** Opening SUPPLIED INFORMATION block **

PR #179, opened 2026-07-28
Fix: GlassMenu mispositions inside nested Navigators

sinanhaci:
## Problem

`GlassMenu` positions its popup incorrectly when it lives inside a nested `Navigator` whose `Overlay` isn't flush against the screen's true top-left corner — e.g. a persistent side rail/drawer next to a `StatefulShellRoute.indexedStack` branch, where each branch owns its own `Navigator` (and therefore its own `Overlay`) offset from the screen edge by the rail's width.

### Root cause

`_openMenu()` (`lib/widgets/overlays/shared/glass_menu_internal.dart`) captures the trigger's anchor with:

```dart
_triggerGlobalPosition = renderBox.localToGlobal(Offset.zero); // no `ancestor` arg
```

Called with no `ancestor`, `localToGlobal` resolves to **screen-global** coordinates (relative to the root `RenderView`).

The overlay content built in `_buildMorphingOverlay` then positions itself with `Positioned(left: blobBLeft, top: blobBTop, ...)` inside whichever `Overlay` hosts it — and `OverlayPortal` (used with no explicit `overlayLocation`) defaults to `OverlayChildLocation.nearestOverlay`.

These two coordinate spaces only agree when the nearest `Overlay`'s own origin coincides with the screen's true `(0, 0)`. That's true for a plain single-`Navigator` app, but breaks as soon as `GlassMenu` is used inside a *nested* `Navigator` positioned away from the screen edge: the popup renders shifted by exactly that `Overlay`'s offset from the screen, and the drift grows with however far that offset is (in our repro, a collapsible side rail — the wider it opens, the further the menu drifts from its trigger).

** Closing SUPPLIED INFORMATION block **

#### EXERCISE DESCRIPTION
Start printing at the line with "captures the trigger's" and stop after the final line of the listing above, keeping every line exact.

#### FINISHED TASK
`_openMenu()` (`lib/widgets/overlays/shared/glass_menu_internal.dart`) captures the trigger's anchor with:

```dart
_triggerGlobalPosition = renderBox.localToGlobal(Offset.zero); // no `ancestor` arg
```

Called with no `ancestor`, `localToGlobal` resolves to **screen-global** coordinates (relative to the root `RenderView`).

The overlay content built in `_buildMorphingOverlay` then positions itself with `Positioned(left: blobBLeft, top: blobBTop, ...)` inside whichever `Overlay` hosts it — and `OverlayPortal` (used with no explicit `overlayLocation`) defaults to `OverlayChildLocation.nearestOverlay`.

These two coordinate spaces only agree when the nearest `Overlay`'s own origin coincides with the screen's true `(0, 0)`. That's true for a plain single-`Navigator` app, but breaks as soon as `GlassMenu` is used inside a *nested* `Navigator` positioned away from the screen edge: the popup renders shifted by exactly that `Overlay`'s offset from the screen, and the drift grows with however far that offset is (in our repro, a collapsible side rail — the wider it opens, the further the menu drifts from its trigger).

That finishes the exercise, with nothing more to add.